The worth analysis with the “HoiHoiHoi” item shows that it ranks on position No. 2 (see). Let’s test this by simulating “HoiHoiHoi” in 100 runs using the simsim
function.
Please note: The user can specify a true position (truepos
, here=2) if a specific position is known or should be tested. If truepos
=NULL, no such evaluation takes place. This would be the default option when testing a new item. When the path
is specified, the results will be saved to that location as a *.txt file. The runs
object specifies the number of simulations that are run.
# Does the simulation of HoiHoiHoi at the given Ground Truth (GT)
data <- ZickeZacke
hoihoihoi <- simsim(data = data,
simOpt = "HoiHoiHoi",
GT = c("Zicke","Zacke","Huehner", "Kacke"),
runs = 100,
truepos = 2,
seeding = TRUE,
path = NULL)
item | pos | worth | Iratio | CE | tp_frq | tp | total | against |
---|---|---|---|---|---|---|---|---|
HoiHoiHoi | 2 | 0.20 | 0.05 | 50.00 | 0.35 | 35 | 100 | Zicke |
HoiHoiHoi | 2 | 0.22 | 0.03 | 12.50 | 0.40 | 40 | 100 | Zacke |
HoiHoiHoi | 2 | 0.14 | 0.05 | 37.50 | 0.42 | 42 | 100 | Huehner |
HoiHoiHoi | 1 | 0.55 | 0.03 | 18.75 | 0.59 | 59 | 100 | Kacke |
HoiHoiHoi | 3 | 0.16 | 0.03 | 62.50 | 0.45 | 45 | 100 | Zicke,Zacke |
HoiHoiHoi | 2 | 0.29 | 0.03 | 25.00 | 0.35 | 35 | 100 | Zicke,Huehner |
HoiHoiHoi | 2 | 0.18 | 0.05 | 25.00 | 0.50 | 50 | 100 | Zacke,Huehner |
HoiHoiHoi | 3 | 0.09 | 0.05 | 43.75 | 0.46 | 46 | 100 | Zicke,Kacke |
HoiHoiHoi | 3 | 0.11 | 0.03 | 68.75 | 0.58 | 58 | 100 | Zacke,Kacke |
HoiHoiHoi | 3 | 0.10 | 0.03 | 43.75 | 0.40 | 40 | 100 | Huehner,Kacke |
HoiHoiHoi | 2 | 0.18 | 0.05 | 25.00 | 0.51 | 51 | 100 | Zicke,Zacke,Huehner |
HoiHoiHoi | 2 | 0.17 | 0.03 | 18.75 | 0.71 | 71 | 100 | Zicke,Zacke,Kacke |
HoiHoiHoi | 2 | 0.15 | 0.03 | 56.25 | 0.44 | 44 | 100 | Zicke,Huehner,Kacke |
HoiHoiHoi | 2 | 0.36 | 0.03 | 43.75 | 0.64 | 64 | 100 | Zacke,Huehner,Kacke |
HoiHoiHoi | 2 | 0.25 | 0.03 | 31.25 | 0.62 | 62 | 100 | Zicke,Zacke,Huehner,Kacke |
pos: the simulated item position (based on Iratio and CE)

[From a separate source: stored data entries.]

PR #994, opened 2019-12-26
chr() python3 mode awareness

cgibin:
Making possible to use chr() with unicode characters in python3 mode

### DIFF
--- a/src/builtin.js
+++ b/src/builtin.js
@@ -500,6 +500,10 @@ Sk.builtin.ord = function ord (x) {
 };
 
 Sk.builtin.chr = function chr (x) {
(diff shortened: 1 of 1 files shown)


cgibin:
what about Sk.builtin.unichr.apply(this, arguments) to avoid double check?
Or this is some sort of code agreement?

meredydd:
Hi @cgibin,

Thanks for the pull request! This functionality is actually already available in PR #983, which makes the `str` class properly Unicode-aware. Can you try checking out that branch and seeing if it does what you need?

cgibin:
@meredydd sorry for delay, everything is fine in your branch, I'll wait till merge and closing this request

PR #998, opened 2020-01-06
Un-break string equality in Python 2

meredydd:
PR #986 broke string equality in Python 2 (doh). This PR adds tests to replicate and then fixes.

I'd like to fast-track this in; it's a small, tested fix to something previously accepted.


albertjan:
go ahead @meredydd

worth: the average worth value obtained from the simulation
Irato: the Iratio (the lower, the better)
CE: the Consensus Error (the lower, the better)

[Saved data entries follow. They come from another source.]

PR #1004, opened 2020-02-01
Pr/math.js

s-cork:
First pull request to open source project - feedback welcome...
_(sorry about the reordering - I wanted it to match the python math.rst - I was learning git at the same time but I now realise this will probably make it difficult to compare some changes to existing functions)_

This updates the math.js file with the following:
```
copysign    --> previously incorrectly implemented  **existing function**
                (was the wrong way round according to docs - tests now uncommented)
erf         --> NotImplementedError
erfc        --> NotImplementedError
exp         --> raises OverflowError tests uncommented **existing function**
expm1       --> Implemented with tests
factorial   --> adapted to use BigInt for x > 18 and ValueErrors raised  **existing function**
fmod        --> Implemented with tests
frexp       --> Implemented with tests
fsum        --> Implemented with tests
gamma       --> NotImplementedError
gcd         --> Implemented with tests
isclose     --> Implemented with tests
isinf       --> Corrected isinf(nan) is now False  **existing function**
ldexp       --> Implemented with tests
lgamma      --> NotImplementedError
log         --> works for large ints e.g. log(2**1024)  **existing function**
log10       --> works for large ints e.g. log10(2**1024)  **existing function**
log1p       --> Implemented with tests
log2        --> Implemented with tests
modf        --> Implemented with tests
nan         --> Implemented (respective tests uncommented)
inf         --> Implemented (respective tests uncommented)
pow         --> Tests uncommented for infs, and OverflowError  **existing function**
remainder   --> Implemented with tests
tanh        --> corrected for signed -0.0  **existing function**
tau         --> Implemented with test(s)
trunc       --> Corrected for large ints should return the int
                previously returned inf e.g. trunc(2**2048)  **existing function**
```

the change of copysign has resulted in failed tests in test/unit/test_complex.py
I think this is because test_complex uses math.copysign for comparison which was previously incorrectly implemented.

### DIFF
--- a/src/complex.js
+++ b/src/complex.js
@@ -161,10 +161,10 @@ Sk.builtin.complex = function (real, imag) {
         ci.real += cr.imag;
     }
 
-    // adjust for negated imaginary literal
-    if (cr.real === 0 && (ci.real < 0 || Sk.builtin.complex._isNegativeZero(ci.real))) {
-        cr.real = -0;
-    }
+    // // adjust for negated imaginary literal
+    // if (cr.real === 0 && (ci.real < 0 || Sk.builtin.complex._isNegativeZero(ci.real))) {
+    //     cr.real = -0;
+    // }
 
     // save them as properties
     this.real = new Sk.builtin.float_(cr.real);
@@ -823,8 +823,14 @@ Sk.builtin.complex.prototype.tp$setattr = function (name, value) {
  * This functions assumes, that v is always instance of Sk.builtin.complex
  */
 Sk.builtin.complex.complex_format = function (v, precision, format_code){
-    function copysign (a, b) {
-        return b < 0 ? -Math.abs(a) : Math.abs(a);
+    function copysign(a, b) {
+        let sign;
+        if (b) {
+            sign = b < 0 ? -1 : 1;
+        } else {
+            sign = 1 / b < 0 ? -1 : 1;
+        };
+        return sign * Math.abs(a);
     }
 
     if (v == null || !Sk.builtin.complex._complex_check(v)) {
--- a/src/complex.js
+++ b/src/complex.js
@@ -161,11 +161,6 @@ Sk.builtin.complex = function (real, imag) {
         ci.real += cr.imag;
     }
 
-    // // adjust for negated imaginary literal
-    // if (cr.real === 0 && (ci.real < 0 || Sk.builtin.complex._isNegativeZero(ci.real))) {
-    //     cr.real = -0;
-    // }
-
     // save them as properties
     this.real = new Sk.builtin.float_(cr.real);
     this.imag = new Sk.builtin.float_(ci.real);
--- a/test/unit3/test_math.py
+++ b/test/unit3/test_math.py
@@ -79,6 +79,7 @@ def ulp(x):
 # multiplying by all j in {n >> i+1 < j <= n >> i; j odd}.  In Python terms,
 # this set is range((n >> i+1) + 1 | 1, (n >> i) + 1 | 1, 2).
 
+
 def count_set_bits(n):
     """Number of '1' bits in binary expansion of a nonnnegative integer."""
     return 1 + count_set_bits(n & n - 1) if n else 0
@@ -187,7 +188,7 @@ class MathTests(unittest.TestCase):
         # Ref: Abramowitz & Stegun (Dover, 1965)
         self.ftest('pi', math.pi, 3.141592653589793238462643)
         self.ftest('e', math.e, 2.718281828459045235360287)
-        # self.assertEqual(math.tau, 2*math.pi)
+        self.assertEqual(math.tau, 2*math.pi)
 
     def testAcos(self):
         self.assertRaises(TypeError, math.acos)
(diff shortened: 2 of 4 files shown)


s-cork:
fixes #1005

s-cork:
fixes #1010

src/complex.js
```diff
@@ -161,10 +161,10 @@ Sk.builtin.complex = function (real, imag) {
...
     }
 
-    // adjust for negated imaginary literal
-    if (cr.real === 0 && (ci.real < 0 || Sk.builtin.complex._isNegativeZero(ci.real))) {
-        cr.real = -0;
-    }
+    // // adjust for negated imaginary literal
+    // if (cr.real === 0 && (ci.real < 0 || Sk.builtin.complex._isNegativeZero(ci.real))) {
+    //     cr.real = -0;
+    // }
```
s-cork: I commented this out. 
any time the second argument has a negative real part and the first argument is zero then the first argument becomes a negative zero. 

e.g.
```
>>> complex(0, -3)
-0-3i
```
the real 0 becomes a negative zero because the second argument real part (-3) is negative... 
but the first argument 0 should remain the same and not depend on the real part of the second argument at all. 

fixes #1010

src/complex.js
```diff
@@ -823,8 +823,14 @@ Sk.builtin.complex.prototype.tp$setattr = function (name, value) {
...
-    function copysign (a, b) {
-        return b < 0 ? -Math.abs(a) : Math.abs(a);
+    function copysign(a, b) {
+        let sign;
+        if (b) {
+            sign = b < 0 ? -1 : 1;
+        } else {
+            sign = 1 / b < 0 ? -1 : 1;
+        };
+        return sign * Math.abs(a);
```
s-cork: copysign should respect -0.0

src/complex.js
s-cork: fixes #1012

test/unit3/test_math.py
```diff
@@ -584,48 +584,51 @@ def testfrexp(name, result, expected):
...
+            # a little unsafe because str -> float conversion can't be
+            # relied upon to do correct rounding on all platforms.
+            tail = max(len(bin(abs(tmant)))-2 - mant_dig, etiny - texp)
+            if tail > 0:
+                h = 1 << (tail-1)
+                tmant = tmant // (2*h) + bool(tmant & h and tmant & 3*h-1)
+                texp += tail
+            
+            # weird hack that fixes a bug when tmant is converted to a float incorrectly by skulpt
+            return math.ldexp(int(str(tmant)), texp)
```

tp_frq: the frequency of true positive results (gets lower with more items)
tp: the absolute tp counts in the simulation
total: the number of simulation runs
against: the items that simOpt was tested against
seeding: the simulation uses constant seeding if TRUE
Note that the simulations did a decent job in finding pos=2 for the “HoiHoiHoi” item - given the fact, that it was only tested with 1 other item and 3 subjects. The CE error remains relatively large and the Iratio is low from the beginning. The fraction of true positives should improve when more actual data/tests are provided.